- [Your goal] Go through the material underneath and show every line where the string "splitext" occurs.

- [Supplied information]
PR #2323, opened 2025-11-17
overland flow: refactor calc_time_step

mcflugen:
# Pull Request Guidelines

  not just *what* was changed.

---

## Pull Request Checklist

---

## Description

I've modified the `calc_time_step` function so that it only considers nodes from which extend an active link, since these are the only nodes we consider in our calculations. Before, water depths for the entire grid were considered when calculating the time step, even if those nodes were outside of the drainage basin (and, possibly, uninitialized).

---

## Related Issues

#2327

### DIFF
--- a/tests/components/overland_flow/test_dealmeida_overland_flow.py
+++ b/tests/components/overland_flow/test_dealmeida_overland_flow.py
@@ -105,6 +105,13 @@ def test_calc_time_step_no_water():
 
     assert overland_flow.run_one_step(1.0) == 1.0
 
+    grid.status_at_node[:] = NodeStatus.CLOSED
+    grid.at_node["surface_water__depth"][:] = 1.0
+
+    overland_flow._update_active_nodes(clear_cache=True)
+    with pytest.raises(NoWaterError, match="no active links"):
+        overland_flow.calc_time_step()
+
 
 def test_deAlm_name(deAlm):
     assert deAlm.name == "OverlandFlow"


src/landlab/components/overland_flow/generate_overland_flow_deAlmeida.py
```diff
@@ -356,14 +363,60 @@ def calc_time_step(self):
...
+        Raises
+        ------
+        NoWaterError
+            If there is no water on active nodes (i.e., the maximum water depth is
+            zero), this exception is raised to indicate that a time step cannot be
+            determined.
         """
+        active_nodes = self._update_active_nodes()
+
+        h: NDArray = self.grid.at_node["surface_water__depth"][active_nodes]
```
gregtucker, line 383: Yay type hints! I must get into this habit too ...

src/landlab/components/overland_flow/generate_overland_flow_deAlmeida.py
```diff
@@ -356,14 +363,60 @@ def calc_time_step(self):
...
         return (
             self._alpha
-            * self._grid.dx
-            / np.sqrt(self._g * np.amax(self._grid.at_node["surface_water__depth"]))
+            * min(self._grid.dx, self._grid.dy)
+            / np.sqrt(self._g * max_water_depth)
         )
 
+    def _update_active_nodes(self, *, clear_cache: bool = False) -> NDArray[np.bool_]:
+        """Compute and optionally re-compute the active-node mask.
```
gregtucker, line 398: This is a bit confusing. What's the difference between compute and re-compute? Does it basically return a previously computed mask and only compute it if clear_cache is True?

mcflugen: Yes, that's correct. Since it is somewhat time consuming to compute the active nodes, we cache the result so that we don't re-compute every time we call `calc_time_step`, which is every iteration of the time loop. If node/link status changes though, this needs to be recomputed.

Now that I think about it, we should probably call,
```python
self._update_active_nodes(clear_cache=True)
```
at the start of `run_one_step` just in case node/link status has changed since the last time `run_one_step` was called.

PR #2329, opened 2025-11-20
Add draft tutorial notebook on linear diffusion stability

cloudydlou:
### Summary

This pull request adds a new draft tutorial notebook to the teaching section:
`docs/source/teaching/geomorphology_exercises/hillslope_notebooks/`.

The notebook demonstrates how the choice of explicit time step controls whether a hillslope diffusion simulation using the
`LinearDiffuser` remains numerically stable. By comparing stable and unstable runs side by side, the notebook provides users with intuition for diagnosing instability and selecting appropriate model parameters.

### Motivation

Numerical stability is essential for users working with the `LinearDiffuser`, as explicit schemes require the time step to remain below a well-defined limit. When this condition is violated, the model can produce non-physical results or rapidly diverge. This notebook complements the existing *“Linear diffusion exercise with Landlab”* by focusing specifically on how stability affects simulation behavior.

### Status

- [x] Created initial version of the tutorial notebook  
- [x] Implemented stable vs. unstable diffusion examples  
- [x] Added explanatory text, figures, and step-by-step comparisons  
- [x] Added cross-links to the existing hillslope diffusion notebook  
- [x] Cleaned notebook text and removed draft/WIP markers  
- [x] Ensured all cells run without errors 

### Notes

Feedback is welcome, and I am happy to revise the notebook further based on reviewer suggestions.


gregtucker:
Thanks for the contribution! It's great to have a demonstration of numerical stability and instability. I've asked @jrymart to take a look too.

The main challenge I see is that `LinearDiffuser` actually has a built-in mechanism to ensure stability by detecting when the Courant condition is exceeded, and if it is, taking multiple smaller steps. You can see this in the `run_one_step()` method in the [code](https://landlab.csdms.io/_modules/landlab/components/diffusion/diffusion.html#LinearDiffuser): dt is calculated as `_CFL_prefactor` divided by the creep coefficient, and on a raster grid, `_CFL_prefactor` is 0.15 times dx^2. The method then takes however many steps with the given "local" time step to satisfy the duration of the full "global" time step that it's been passed as an argument. So, actually this component makes it impossible (or at least difficult) to recreate instability!

Possible solutions:

1. You could copy over some of the non-component Landlab code from the Fault Scarp tutorial, and use that to illustrate instability. I'm thinking of the example that uses `calc_grad_at_link` and `calc_flux_div_at_node` to implement 2d diffusion (instead of using `LinearDiffuser`). It doesn't check the CFL condition, if you run a version of that code with too big a dt it should produce wild oscillations that get bigger over time.
 
And/or:

2. You could make this a tutorial about dynamic time-stepping, the Courant condition, and how dynamic time-stepping prevents instability (at the cost of longer run times, as your tutorial nicely points out).

It would be neat to do both, but I don't know how much time/energy you have...

Here also are a couple of very minor suggestions:
- How about listing yourself as author at the top? And maybe a date (or just a year).
- Nice link to the *Linear diffusion exercise with Landlab* tutorial - might be even better to link to online doc version: [https://landlab.csdms.io/tutorials/fault_scarp/landlab-fault-scarp.html](https://landlab.csdms.io/tutorials/fault_scarp/landlab-fault-scarp.html) so readers can see the output
- There's a \Delta x in the Background section that needs $$

Issue #2348, opened 2026-01-26
load_params should provide informative error message when file not found


gregtucker:
The Landlab function `load_params` is a wonderful way to read model parameters from a yaml-format file. However, in the common case when the user specifies a file that doesn't exist, is mis-typed, or is in the wrong folder, the function produces a cryptic error message:

`ValueError: parsing of parameter file did not produce a dict-like object`

This error could also arise if the file is present but has format problems.

It would be helpful to detect whether the problem is a file-not-found, and report when that's the case. This should be an easy fix.

If anyone wants to try their hand at contributing to Landlab, this could be a nice one to start with! If you want to address it, please add a comment below that you're working on it and expect to have a PR by such-and-such a date. Thanks!

PR #2365, opened 2026-02-13
Updated load params to have more descriptive error messages and tests

keckje:
## Pull Request Checklist

---

## Description
When a user provides load_params.py with a problematic input, a cryptic error message is returned. With this update, load_params determines why the input was problematic and returns a message that will hopefully help the user figure out how to fix it.

## Related Issues

Response to Issue #2348


gregtucker (dismissed):
Looks great to me :)

news/2347.misc
mcflugen, line 1: This should be in a separate pull request.

news/2365.bugfix
mcflugen, line 1: Please add some content

src/landlab/core/model_parameter_loader.py
```diff
@@ -37,10 +37,15 @@ def load_file_contents(file_like):
     try:
         contents = file_like.read()
     except AttributeError:  # was a str
```
mcflugen: Instead of the `try/except` here, I think it would be better simply as,
```python
if hasattr(file_like, "read"):
    return file_like.read()
```

src/landlab/core/model_parameter_loader.py
```diff
@@ -37,10 +37,15 @@ def load_file_contents(file_like):
...
+        root, ext = os.path.splitext(file_like)
         if os.path.isfile(file_like):
             with open(file_like) as fp:
                 contents = fp.read()
-        else:
+        # if file was not found but string looks like a file path string (includes an extension)
+        # throw a FileNotFoundError.
+        elif ext:
+            raise FileNotFoundError(f"The parameter file '{file_like}' was not found")
+        else:  # otherwise treat string as raw YAML
```
mcflugen: For the case of `file_like` being a `str`, let `open` raise the `FileNotFoundError`,
```python
if isinstance(file_like, str):
    try:
        with open(file_like) as fp:
            return fp.read()
    except FileNotFoundError:
        _, ext = os.path.splitext(file_like)
        if ext:
            raise
        return file_like
```
This will be the key block that addresses #2348. If the input is a `str` and looks like a file name (i.e. it has an extension), raise a `FileNotFoundError`.

src/landlab/core/model_parameter_loader.py
```diff
@@ -37,10 +37,15 @@ def load_file_contents(file_like):
...
             contents = file_like
 
     return contents
```
mcflugen: If we get this far, raise a `TypeError` that indicates `file_like` must either be a file-like object, a path to a file, or a `str`.
```python
raise TypeError(...)
```

src/landlab/core/model_parameter_loader.py
```diff
@@ -75,10 +80,25 @@ def load_params(file_like):
     (0.0, 10.0, 2.0)
     """
     contents = load_file_contents(file_like)
+    try:
+        params = yaml.load(contents, Loader=_loader)
+    except yaml.YAMLError as exc:
+        raise ValueError(f"Error parsing YAML content: {exc}") from exc
```
mcflugen: I think we can just let `yaml.load` raise an error if it can't parse the string.

src/landlab/core/model_parameter_loader.py
```diff
@@ -75,10 +80,25 @@ def load_params(file_like):
...
 
-    params = yaml.load(contents, Loader=_loader)
+    if params is None:
+        if os.path.isfile(file_like):
+            raise ValueError("File found but is empty")
+        else:
+            raise ValueError("The parameter file is empty")
```
mcflugen: I don't think we need this block. We can just let `yaml.load` raise if it can't parse, otherwise check that it parses to a `dict` (which you do below).

news/2347.misc
keckje: Sorry for that, 2347.misc can be ignored. It's something I added to my fork master a while ago. When I created this branch, that change transferred.

src/landlab/core/model_parameter_loader.py
```diff
@@ -75,10 +80,25 @@ def load_params(file_like):
...
     if not isinstance(params, dict):
-        raise ValueError("parsing of parameter file did not produce a dict-like object")
+        if os.path.isfile(file_like):
+            raise ValueError(
+                "File found but parsing did not produce a dict-like object. Ensure that your file uses 'key: value' syntax"
+            )
+        else:
+            raise ValueError(
+                f"The YAML content was parsed successfully but produced a {type(params).__name__} instead of a dictionary. Ensure that your file uses 'key: value' syntax"
+            )
```
mcflugen: Combine these errors, they're almost identical. How about,
```python
if isinstance(file_like, str) and os.path.isfile(file_like):
    src = f"file {file_like!r}"
else:
    src = "string input"

raise ValueError(
    f"Expected YAML from {src} to parse to a dict, got {type(params).__name__}."
)
```

tests/core/test_load_params.py
```diff
@@ -37,3 +51,67 @@ def test_from_yaml_path(tmpdir):
...
+            match="File found but parsing did not produce a dict-like object. Ensure that your file uses 'key: value' syntax",
+        ):
+            load_params("./params_list.txt")
+
+
+def test_yaml_string_but_is_not_a_dict():
+    yaml_string = YAML_PARAMS_LIST_STR
+    with pytest.raises(
+        ValueError,
+        match="The YAML content was parsed successfully but produced a list instead of a dictionary. Ensure that your file uses 'key: value' syntax",
```
mcflugen: You don't need to match the entire error string, just enough to check that it's raising the error it should be raising (i.e. your `ValueError` not some other `ValueError`).

USEDBY.md
```diff
@@ -8,6 +8,8 @@ Alvis, A. D., Luce, C. H., Istanbulluoglu, E., Knuth, F., Wittkopf, L., Shean, D
 
 Baran, Z. J., & Cardenas, B. T. (2025). **Modeling Lake Bonneville paleoshoreline erosion at Mars‐like rates and durations: Implications for the preservation of erosional Martian shorelines and viability as evidence for a Martian ocean.** *Journal of Geophysical Research: Planets,* 130(4), e2024JE008851.
 
+Keck, J., Istanbulluoglu, E., Strauch, R., Cristea, N. (2025). **Could climate change decrease landslide hazard in snow-dominated mountainous regions? Insights from a distributed hydrology-shallow landslide model of the North Cascades, USA.** *Water Resources Research,* 61, e2025WR040071, [https://doi.org/10.1029/2025WR040071](https://doi.org/10.1029/2025WR040071).
```
mcflugen, line 33: This should be in another pull request.

mcflugen (changes requested):
Thanks @keckje! Looks good! Just a few changes.

src/landlab/core/model_parameter_loader.py
keckje: changed as suggested

src/landlab/core/model_parameter_loader.py
keckje: Changed as suggested but added "OSError" to exception

src/landlab/core/model_parameter_loader.py
keckje: changed as suggested

src/landlab/core/model_parameter_loader.py
keckje: I left this unchanged because yaml.load throws a cryptic error message and the test that checks for a YAMLError (test_file_found_but_faulty_yaml_syntax) does not work unless the YAML error is passed as currently written

src/landlab/core/model_parameter_loader.py
keckje: I left this unchanged because it can be helpful to know if a file is empty. If this is removed, the error message from the check that params is a dict does tell the user that their input is "NoneType" but people may not know that "NoneType" means empty. But removing this is not problem too.

src/landlab/core/model_parameter_loader.py
keckje: I also left this unchanged because in some cases, a file may not have an extension (see test_read_file_no_extension). In this case, clarifying that a file was found versus just stating the file name would clarify that an external file was read and that the problem is the external file. But changing as suggested is fine too.

tests/core/test_load_params.py
keckje: These are to check that the returned type is correct (in this case list verus dict). But the "match" part of the tests can be removed if that is better, no problem

news/2365.bugfix
keckje: added content

mcflugen (approved):
👍

PR #2367, opened 2026-02-20
Fix some typos

danieldouglas92:
I noticed a typo when going through some of the documentation and then when I went to fix it I noticed it existed in other places. Then I got copilot to look for other typos and this is the culmination of what it found. I hope that all of these are correct, I went through and looked at most of the changes and they didn't seem like they would affect any actual code, but I'll guess we'll see if the testers pass!


gregtucker (dismissed):
This is great - wonderful and long-needed cleanup. I reviewed all the diffs except one large file, a mass wasting demo notebook, that was too big to diff. The vast majority are doc changes, but there are a few cases of code being changed (e.g., variable name including "reciever" changed to "receiver"). As long as all the tests pass, this should be ok.

danieldouglas92:
@gregtucker @mcflugen Thanks for taking a look at this so quickly and  can definitely separate this into two PR's! I'll keep this one as doc changes and open a second one that just changes names of variables in actual code sometime later today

- [Response area]
+        root, ext = os.path.splitext(file_like)
        _, ext = os.path.splitext(file_like)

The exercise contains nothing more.